Songez par exemple qu’avant 1833 l’instruction des filles était à peu près totalement négligée et leur éducation toute sentimentale, donc faussée. Michelet remarqua que cet état d’ignorance et d’illusion fut la source des principaux conflits dans les ménages. Avant la loi Guizot, l’enseignement primaire n’existait pas pour les filles ; c’est sous la troisième République seulement que des écoles d’enseignement secondaire furent créées pour elles, quoiqu’elles les aient réclamées dès l’origine. Le féminisme a amélioré la condition de l’ouvrière par des campagnes acharnées, tandis que socialistes et républicains laissaient ces malheureuses à un traitement de famine, quinze à vingt sous par jour. Quels quolibets de 1830 à 1848, lorsque des propagandistes hardies, appartenant aux groupes les plus divers, chrétiens ou libres penseurs, réclamaient leur accession aux professions libérales et parlaient de femmes professeurs, d’avocates, de doctoresses ! Le droit de tester, de faire partie des tribunaux de commerce, d’obtenir la Légion d’honneur à mérite égal, la recherche de la paternité, le relèvement des salaires féminins, « à travail égal, salaire égal », le droit de disposer de ses biens, les modifications à apporter au code Napoléon pour le mariage, enfin le rôle social de l’Ève moderne paraissaient des monstruosités à une époque peu lointaine de la nôtre.

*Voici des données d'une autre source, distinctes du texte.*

PR #8534, opened 2022-03-24
[1.18.x] Allow Brewing Stand to Properly Handle Stacked Items in Bottle Slots

### LINKED ISSUE #8521: Brewing stand doesn't allow placing stacked items in the bottle slots without unstacking them manually first
**Minecraft Version:** 1.18.2

**Forge Version:** 40.0.19

**Logs:** no relevant log

**Steps to Reproduce:**
 1. Create a recipe with a stackable item [such as honey bottles] as the potion input
 2. Attempt to place a stack of more than one of this item in the brewing stand's bottle input slots [left click or right click while holding the items, or shift click from inventory]
 3. Expected: places a single item from the stack in the slot (or one in each slot for shift click), shrinking the source stack by one [or up to three for the shift click case]
 4. Actual: does not apparently accept the item at all. The recipe itself works, and if the stack is separated into single-item stacks before attempting to insert they work normally [side note: I got inconsistent results trying to insert through the item handler capability, though hoppers work fine.]

**Description of issue:**
The code responsible for this issue is in BrewingStandMenu, but I don't know the best way to approach fixing it while keeping patch size in mind.

This issue does not arise in vanilla because in vanilla the brewing stand only accepts potion bottles in these slots.

ChampionAsh5357:
Closes #8521.

Removes the count checks from the brewing menu and registry to allow stacked items to be properly handled. This has no adverse effects since the menu handles all splitting logic normally without issue.

### DIFF
--- a/patches/minecraft/net/minecraft/world/inventory/BrewingStandMenu.java.patch
+++ b/patches/minecraft/net/minecraft/world/inventory/BrewingStandMenu.java.patch
@@ -1,5 +1,14 @@
 --- a/net/minecraft/world/inventory/BrewingStandMenu.java
 +++ b/net/minecraft/world/inventory/BrewingStandMenu.java
+@@ -75,7 +_,7 @@
+                if (!this.m_38903_(itemstack1, 3, 4, false)) {
+                   return ItemStack.f_41583_;
+                }
+-            } else if (BrewingStandMenu.PotionSlot.m_39133_(itemstack) && itemstack.m_41613_() == 1) {
++            } else if (BrewingStandMenu.PotionSlot.m_39133_(itemstack)) {
+                if (!this.m_38903_(itemstack1, 0, 3, false)) {
+                   return ItemStack.f_41583_;
+                }
 @@ -146,7 +_,7 @@
        }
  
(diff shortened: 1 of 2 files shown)


marchermans (approved):

patches/minecraft/net/minecraft/world/inventory/BrewingStandMenu.java.patch
```diff
@@ -1,5 +1,14 @@
 --- a/net/minecraft/world/inventory/BrewingStandMenu.java
 +++ b/net/minecraft/world/inventory/BrewingStandMenu.java
+@@ -75,7 +_,7 @@
+                if (!this.m_38903_(itemstack1, 3, 4, false)) {
+                   return ItemStack.f_41583_;
+                }
+-            } else if (BrewingStandMenu.PotionSlot.m_39133_(itemstack) && itemstack.m_41613_() == 1) {
```
marchermans, line 7: Does this have other concequences?

ChampionAsh5357: As far as I can tell, no. The `m_38903_` calls a safe insert method which handles proper splitting based on the slot's maximum size. So, there are no standing consequences in relation to the single item slot output. The only major consequence would be if someone tried to modify the brewing stand to take in more than one input; however, that would be on the responsibility of the modder to fix that issue as they tried to coremod that existence.

sciwhiz12 (approved):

Pourtant, à peu près seule, une élite de militantes élaborait ces transformations au milieu des insultes et des sarcasmes. Maintenant, nous en sommes aux droits municipaux et politiques, qu’une commission de notre parlement a reconnus justifiés. Nos « suffragistes », sans bruit, et même sans casser de vitres, ont fait de l’excellent travail. Lorsque le fruit sera mûr, elles le cueilleront sans scandale ni effusion de sang.

On ne relit guère l’Icarie de Gabet. Cet utopiste, traité de doux maniaque, eut, sous Louis-Philippe, un succès de curiosité. On serait stupéfait de trouver dans ce roman, du point de vue féministe, à part quelques touches, le tableau assez exact de la société actuelle et de celle qui se prépare. Moins d’un siècle a suffi pour donner raison à ce naïf prophète, qui n’était ni si niais, ni si ridicule.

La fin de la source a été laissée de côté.